1.
J'étais tellement absorbée par la contemplation de ''La traversée du miroir'' de Philippe Ramette que je sursautai en sentant mon téléphone vibrer dans ma poche.
- Jana ! Désolée soeurette je suis super à la bourre ! Tu es où ?
- Ne t'inquiète pas, j'ai l'habitude, plaisantai-je. Attend-moi devant, j'arrive tout de suite.
Je rangeai mon portable et quittai alors la galerie en saluant la propriétaire.
- Bonne soirée Mme Carroll.
- A toi aussi, ma chérie. Et n'oublie pas l'exposition sur le surréalisme, la semaine prochaine.
- J'y serai, promis, lui dis-je en souriant.
En passant la porte, j'aperçus ma soeur scotchée à son portable, sans aucun doute en train de relire les notes de son dernier manuscrit. Alors que j'étais une prof d'art pour pré-ados, fraîchement diplomée, Mina avait décidé de continuer ses études en littérature hispanique en attendant de trouver sa voie. Quand elle avait publié son recueil de nouvelles fantastiques, j'ai su qu'elle l'avait trouvée et qu'elle était épanouie.

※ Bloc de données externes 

PR #8841, opened 2026-09-08
core/vdbe: make scalar min keep the last of two tied args

### LINKED ISSUE #8747: Scalar min() keeps the first of two tied arguments, so a clamp stores 5.0 not 5
Currently, scalar `min(x,y)` returns the first of two tied arguments where SQLite returns the last, so clamping a REAL 5.0 with `min(q,5)` stores 5.0 in a TEXT column. Only an exact tie is affected, and `max` agrees.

Mais, il y a trois mois, son éditrice lui avait demandé d'écrire une romance. Autrement dit, son pire cauchemar ! Nous avions beau être le double l'une de l'autre, ma chère jumelle et moi ne partagions pas les mêmes opinions sur l'amour. Elle me chariait sur mon côté fleur bleue. Elle devait pourtant avouer que mes conseils de romantique lui avaient bien servi pour son histoire.
- Alors, ça a plu à ton éditrice ?
- Oh purée Jana, tu m'as fait peur ! Elle a adoré l'épisode de la ferme. C'était trop marrant. Encore mieux que la rencontre et la balade sous les étoiles sur fond de musique jazz. Ça a fait son petit effet.
- Et quand est-ce que tu comptes me laisser lire ces scènes qu'on a, je te rappelle, plus ou moins imaginées ensemble ?
- Uniquement quand j'aurai fini d'écrire le livre. Je te promets que tu découvriras le tout en avant-première, me dit-elle en me faisant un clin d'oeil. Au fait, je suis vraiment désolée de ne pas avoir pu assister à l'exposition. Mais la prochaine fois, je te jure que j'arriverai à l'heure.
- Oui, oui je te crois. Alors, raconte moi un peu ce qu'elle a dit au moins, lui demandai-je alors qu'on marchait tranquillement, en direction de notre appartement.
- Elle adore le personnage masculin. Beau, grand, fort, un peu stéréotypé à mon goût, mais bon ! Finalement, ce sont tes idées farfelues de prince charmant qui m'ont aidée à créer ce tendre et mystérieux professeur dont la voix ferait mouiller n'importe quelle petite culotte.
Sa réplique me fit stopper net.
- Qu'est-ce que tu viens de dire ?!
- Hé ! Ne me regarde pas comme ça. Tu connais Edith.
- Je te signale que je n'ai pas d'idées farfelues et que je ne rêve pas du “prince charmant”, m'insurgeais-je lui donnant en coup de coude.
Face au regard moqueur de ma soeur, je répliquai:
-Je ne veux pas un prince comme dans les contes. Je veux juste une personne qui me respecte, me comprenne, qui m'aide à affronter les épreuves de la vie tout comme je l'aiderai. Quelqu'un avec qui j'aurai une alchimie vraie et sincère. Je ne veux pas forcément le désirer sexuellement. Je veux juste l'aimer d'un amour profond, tu vois ?. Je veux...je veux sentir des papillons dans le ventre quand il me regarde avec amour. Je veux avoir la chair de poule quand il me touche avec respect. Je veux pouvoir à peine respirer quand il m'embrasse avec tendresse. Je veux m'enflammer parce que notre lien sera fort et pure. Je...
Vu que les yeux de ma soeur commençaient à sortir de leurs orbites, il était clair que je m'étais peut-être lé-gè-re-ment embalée.
- En gros, tu veux tomber amoureuse pour avoir des crampes d'estomac, de la grippe, de l'asthme et de la fièvre ? J'espère quand même que ton petit-ami imaginaire te soignera, parce que sinon t'es mal barée, ma pauvre !
Je savais qu'elle pensait que j'étais totalement barge. Bon, peut-être que je l'étais. Un peu.
Mais, au plus profond de moi, j'avais la certitude que cette personne existait. Quelque part.